PR #215, opened 2021-02-25
Refactoring module structure

ebfull:


examples/sha256/table16.rs
```diff
@@ -3,8 +3,7 @@ use std::marker::PhantomData;
 use super::Sha256Instructions;
 use halo2::{
     arithmetic::FieldExt,
-    circuit::{Cell, Chip, Layouter, Region},
-    plonk::{Advice, Column, ConstraintSystem, Error, Permutation},
+    plonk::{Advice, Cell, Chip, Column, ConstraintSystem, Error, Layouter, Permutation, Region},
```
daira, line 6: Explain the motivation for this again?

Chips, regions, and layouters seem to me to be at a separate layer of abstraction than the proof system. So I worry that with this move we're getting further away from the structure that we'll eventually want.

ebfull: As @str4d mentioned, there's no need for circuit developers to need to play with the `Assignment` trait, but besides that circuit devs need to touch every single one of these types. (We can hide `Assignment`.) And they're all specific to the PLONK arithmetization. Users are going to put in a `Circuit` into the prover and get a `Layouter` on the other end during synthesis, so the layouter abstraction really has to be under the purview of the `plonk` module.

PR #216, opened 2021-02-26
add rust toolchain file

honeywest:


steven-ecc:
Hi! Thanks for this contribution and for [#217.](https://github.com/zcash/halo2/pull/217)

Could you please sign the [contributor agreement](https://github.com/zcash/halo2/blob/main/Contributor_Agreement) and send it to me at steven@electriccoin.co works? Signing the agreement allows us to redistribute the code later under another license if we need to, without having to get your permission. This is similar to how contributor agreements work in Apache software projects as well.

honeywest:
I finished sign  the contributor agreement and send to you.

str4d (approved):
I'm fine with this, because we can't build `halo2` prior to 1.49.0. We can update the toolchain file if/when we bump to MSRV 1.51.

Issue #152, opened 2021-01-27
Prove that endoscaling never produces a scalar in the 2^32 multiplicative subgroup


daira:
This eliminates a possible reason for incompleteness of proving, when using the endoscaling optimization: if we end up using a scalar in the subgroup, then the proof will not verify because (@sean help me out here :-p ).

It is possible to prove this by exhaustive search with an efficient shortest-vector algorithm in dimension 2, e.g. algorithm 3 of https://eprint.iacr.org/2020/454.pdf . We need the version with the stricter test at step 8, so that we get a short**est** vector. For each possible subgroup element, if the norm of this vector is greater than the maximum possible norm corresponding to an endoscalar, then that subgroup element cannot be an endoscalar. Some back-of-the-envelope calculations of the cost of the exhaustive search seem to suggest that it could be done in less than 24 hours, based on the performance of @str4d's PR to add Pornin's algorithm to curve25519-dalek: https://github.com/dalek-cryptography/curve25519-dalek/pull/323

This isn't strictly necessary; we could just verify the proof and redo it with new randomization (or simply abort). But it would increase confidence in correctness of the endoscaling optimization.

Issue #151, opened 2021-01-27
Add support for full-field challenge space


ebfull:
Right now we do not give the option to use the full field and only use the endoscaling, but for orchard we'll want to use the full field to simplify analysis until we end up needing PCD later on down the road. Let's make the challenge space swappable somehow.

PR #219, opened 2021-02-27
semi-final zero-knowledge changes

### LINKED ISSUE #63: Implement zero-knowledge-ness

ebfull:
Closes #63

**Change 1:**

Currently, the prover commits to the "chunks" of `h(X)` by committing to `h_0(X), h_1(X), ..., h_d(X)` such that `h(X) = h_0(X) + x^n h_1(X) + ... + x^{dn} h_d(X)`. Then after `x` is sampled the prover commits to `h_0(x)` etc. The verifier checks that `h(x)` is as expected, and opens each of the commitments at `x` to check if the prover's committed evaluations are correct.

The problem is that `h_0(x), h_1(x), ..., h_d(x)` are not always uniformly distributed. It's not clear that blinding factors in the polynomial alone can resolve this.

The alternative is to compute a linear combination of the prover's commitments (with powers of `x^n`) and open that commitment. This is actually more efficient (smaller proofs) but the reason we were not doing this originally was because it's _not_ as efficient inside the recursive circuit; x^n is a large arbitrary scalar in the current protocol. We can find a simpler option another time though.

**Change 2:**

The prover will now always commit to a random polynomial that is opened at `x` along with `h(X)`. This ensures that during multiopen the verifier will not learn `h(x_3)`.

**Change 3:**

The `Polynomial` structure now is used to delineate between "active" evaluations (in Lagrange form, these are available cells) and "inactive" evaluations which consist of: 1 extra row that is sometimes used (in permutation/lookup argument) to store stuff, and the remaining rows are just blinding factors.

All of the prover's commitments have random blinding factors added.

**Change 4:**

In order to compensate for the fewer rows available, the permutation and lookup arguments are modified slightly. All of the custom (user) gates are disabled on the "inactive" rows.

### DIFF
--- a/src/plonk/circuit.rs
+++ b/src/plonk/circuit.rs
@@ -807,6 +807,10 @@ impl<F: Field> ConstraintSystem<F> {
         // h(x) is derived by the other evaluations so it does not reveal
         // anything; in fact it does not even appear in the proof.
 
+        // h(x_3) is also not revealed; the verifier only learns a single
+        // evaluation of a polynomial in x_1 which has h(x_3) and another random
+        // polynomial evaluated at x_3 as coefficients
+
         // Add an additional blinding factor so that each polynomial becomes
         // computationally indistinguishable from random
         factors + 1
--- a/src/plonk/circuit.rs
+++ b/src/plonk/circuit.rs
@@ -473,6 +473,7 @@ pub struct ConstraintSystem<F: Field> {
     pub(crate) num_instance_columns: usize,
     pub(crate) gates: Vec<(&'static str, Expression<F>)>,
     pub(crate) advice_queries: Vec<(Column<Advice>, Rotation)>,
+    num_advice_queries: Vec<usize>,
     pub(crate) instance_queries: Vec<(Column<Instance>, Rotation)>,
     pub(crate) fixed_queries: Vec<(Column<Fixed>, Rotation)>,
 
@@ -518,6 +519,7 @@ impl<F: Field> Default for ConstraintSystem<F> {
             gates: vec![],
             fixed_queries: Vec::new(),
             advice_queries: Vec::new(),
+            num_advice_queries: Vec::new(),
             instance_queries: Vec::new(),
             permutations: Vec::new(),
             lookups: Vec::new(),
@@ -613,6 +615,7 @@ impl<F: Field> ConstraintSystem<F> {
         // Make a new query
         let index = self.advice_queries.len();
         self.advice_queries.push((column, at));
+        self.num_advice_queries[column.index] += 1;
 
         index
     }
@@ -741,6 +744,7 @@ impl<F: Field> ConstraintSystem<F> {
             column_type: Advice,
         };
         self.num_advice_columns += 1;
+        self.num_advice_queries.push(0);
         tmp
     }
 
@@ -784,5 +788,27 @@ impl<F: Field> ConstraintSystem<F> {
         }
 
         degree
+    }
+
+    /// Compute the number of blinding factors necessary to perfectly blind
+    /// each of the prover's witness polynomials.
+    pub fn blinding_factors(&self) -> usize {
+        // All of the prover's advice columns are evaluated at most
+        let factors = *self.num_advice_queries.iter().max().unwrap_or(&1);
+        // distinct points during gate checks. In the permutation and lookup
+        // argument the witness polynomials are evaluated at most 2 times:
+
+        let factors = std::cmp::max(2, factors);
+
+        // Each polynomial is evaluated at most an additional time during
+        // multiopen
+        let factors = factors + 1;
+
+        // h(x) is derived by the other evaluations so it does not reveal
+        // anything; in fact it does not even appear in the proof.
+
+        // Add an additional blinding factor so that each polynomial becomes
+        // computationally indistinguishable from random
+        factors + 1
     }
 }
--- a/src/plonk/circuit.rs
+++ b/src/plonk/circuit.rs
@@ -784,7 +784,8 @@ impl<F: Field> ConstraintSystem<F> {
         // Account for each gate to ensure our quotient polynomial is the
         // correct degree and that our extended domain is the right size.
         for (_, poly) in self.gates.iter() {
-            degree = std::cmp::max(degree, poly.degree());
+            // All gates are multiplied by (1 - l_cover(X))
+            degree = std::cmp::max(degree, poly.degree() + 1);
         }
 
         degree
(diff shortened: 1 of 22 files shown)


ebfull:
Closes #63

therealyingtong (commented):
Initial review.

str4d (changes requested):
Generally LGTM.

src/plonk/vanishing/verifier.rs
```diff
@@ -32,55 +33,41 @@ impl<C: CurveAffine> Argument<C> {
...
     pub(in crate::plonk) fn verify(
-        &self,
+        self,
         expressions: impl Iterator<Item = C::Scalar>,
         y: ChallengeY<C>,
         xn: C::Scalar,
-    ) -> Result<(), Error> {
+    ) -> Result<Evaluated<C>, Error> {
         let expected_h_eval = expressions.fold(C::Scalar::zero(), |h_eval, v| h_eval * &*y + &v);
+        let expected_h_eval = expected_h_eval * ((xn - C::Scalar::one()).invert().unwrap());
```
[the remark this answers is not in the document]
ebfull: It will happen only if x is a 2^n root of unity; this is part of the "disallowed" challenge space (see also #151,  #152, where we need to clear up what's going on with the challenges) but in practice it will be unlikely to occur. There is also another reason `x` is prohibited from being a 2^n root of unity: if the prover supplied `a(x)` in such a scenario for their secret polynomial `a(X)` then it would reveal one of the cell values!

src/poly/domain.rs
```diff
@@ -372,18 +381,71 @@ impl<G: Group> EvaluationDomain<G> {
...
+            let rotation = Rotation(rotation);
+            *result *= common;
+
+            if rotation.0 >= 0 {
+                *result *= self.get_omega().pow_vartime(&[rotation.0 as u64]);
+            } else {
+                *result *= self
+                    .get_omega_inv()
+                    .pow_vartime(&[(rotation.0 as i64).abs() as u64]);
+            }
```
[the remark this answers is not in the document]
therealyingtong: i think they already are!

src/poly/domain.rs
```diff
@@ -372,18 +372,71 @@ impl<G: Group> EvaluationDomain<G> {
...
+        // We refer to
+        // (1 / \prod_{j=0,j \neq i}^{n - 1} (omega^i - omega^j))
+        // as the barycentric weight of omega^i.
+        // We know that for i = 0
+        // (1 / \prod_{j=0,j \neq i}^{n - 1} (omega^i - omega^j))
+        // = (1 / n)
+        // If we multiply (1 / n) by (omega^{i})^-1 then we obtain
+        // (1 / \prod_{j=0,j \neq 0}^{n - 1} (omega^{i + 1} - omega^{j + 1}))
+        // = (1 / \prod_{j=0,j \neq -i}^{n - 1} (omega^i - omega^j))
+        // which is the barycentric weight of omega^{-i}
```
therealyingtong, line 420: TODO: fix this comment

src/plonk/circuit.rs
```diff
@@ -780,9 +784,36 @@ impl<F: Field> ConstraintSystem<F> {
...
+        // anything; in fact it does not even appear in the proof.
+
+        // h(x_3) is also not revealed; the verifier only learns a single
+        // evaluation of a polynomial in x_1 which has h(x_3) and another random
+        // polynomial evaluated at x_3 as coefficients
+
+        // Add an additional blinding factor so that each polynomial becomes
+        // computationally indistinguishable from random
+        factors + 1
+    }
```
therealyingtong, line 818:
```suggestion
    }

    /// Compute the number of inactive rows needed
    pub fn inactive(&self) -> usize {
        ConstraintSystem::blinding_factors(&self) + 1
    }
```

therealyingtong: this saves us from having to do `blinding_factors + 1` or `- blinding_factors - 1` in various places.

src/plonk/lookup.rs
```diff
@@ -25,15 +25,20 @@ impl<F: Field> Argument<F> {
...
+        // z'(omega X) (a'(X) + \beta) (s'(X) + \gamma)
+        // - z'(X) (\theta^{m-1} a_0(X) + ... + a_{m-1}(X) + \beta) (\theta^{m-1} s_0(X) + ... + s_{m-1}(X) + \gamma)
+        // )
         //
         // degree 2:
-        // (a′(X)−s′(X))⋅(a′(X)−a′(\omega{-1} X)) = 0
+        // l_0(X) * (a'(X) - s'(X))
+        //
+        // degree 3:
+        // (1 - (l_last(X) + l_cover(X))) * ((a′(X)−s′(X))⋅(a′(X)−a′(\omega{-1} X)))
```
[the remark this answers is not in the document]
therealyingtong: (@ebfull mentioned this in our pairing): the `\omega^{-1} X` here serves to check that each row in the input expression is either: 
- equal to the corresponding row in the table expression `(a′(X)−s′(X)`, or
- equal to the previous row in the input expression `(a′(X)−a′(\omega{-1} X))`

src/plonk/prover.rs
```diff
@@ -40,16 +40,29 @@ pub fn create_proof<C: CurveAffine, T: TranscriptWrite<C>, ConcreteCircuit: Circ
...
         .map(|instance| -> Result<InstanceSingle<C>, Error> {
-            let instance_commitments_projective: Vec<_> = instance
+            let instance_values = instance
+                .iter()
+                .map(|values| {
+                    let mut poly = domain.empty_lagrange(blinding_factors + 1);
+                    poly.clear_inactive();
+                    for (poly, value) in poly.iter_mut().zip(values.iter()) {
+                        *poly = *value;
+                    }
```
therealyingtong, line 61:
```suggestion
                    for (coeff, value) in poly.iter_mut().zip(values.iter()) {
                        *coeff = *value;
                    }
```

src/poly/commitment.rs
```diff
@@ -121,7 +121,7 @@ impl<C: CurveAffine> Params<C> {
         let mut tmp_scalars = Vec::with_capacity(poly.len() + 1);
         let mut tmp_bases = Vec::with_capacity(poly.len() + 1);
```
therealyingtong, line 122:
```suggestion
        let mut tmp_scalars = Vec::with_capacity(poly.values.len() + 1);
        let mut tmp_bases = Vec::with_capacity(poly.values.len() + 1);
```

str4d:
Replaced by #316.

### Task brief
Start with the line above that contains "This isn't strictly" and end with the line that contains "The problem is". Write out those lines exactly, and only those.

### Task solution
This isn't strictly necessary; we could just verify the proof and redo it with new randomization (or simply abort). But it would increase confidence in correctness of the endoscaling optimization.

Issue #151, opened 2021-01-27
Add support for full-field challenge space


ebfull:
Right now we do not give the option to use the full field and only use the endoscaling, but for orchard we'll want to use the full field to simplify analysis until we end up needing PCD later on down the road. Let's make the challenge space swappable somehow.

PR #219, opened 2021-02-27
semi-final zero-knowledge changes

### LINKED ISSUE #63: Implement zero-knowledge-ness

ebfull:
Closes #63

**Change 1:**

Currently, the prover commits to the "chunks" of `h(X)` by committing to `h_0(X), h_1(X), ..., h_d(X)` such that `h(X) = h_0(X) + x^n h_1(X) + ... + x^{dn} h_d(X)`. Then after `x` is sampled the prover commits to `h_0(x)` etc. The verifier checks that `h(x)` is as expected, and opens each of the commitments at `x` to check if the prover's committed evaluations are correct.

The problem is that `h_0(x), h_1(x), ..., h_d(x)` are not always uniformly distributed. It's not clear that blinding factors in the polynomial alone can resolve this.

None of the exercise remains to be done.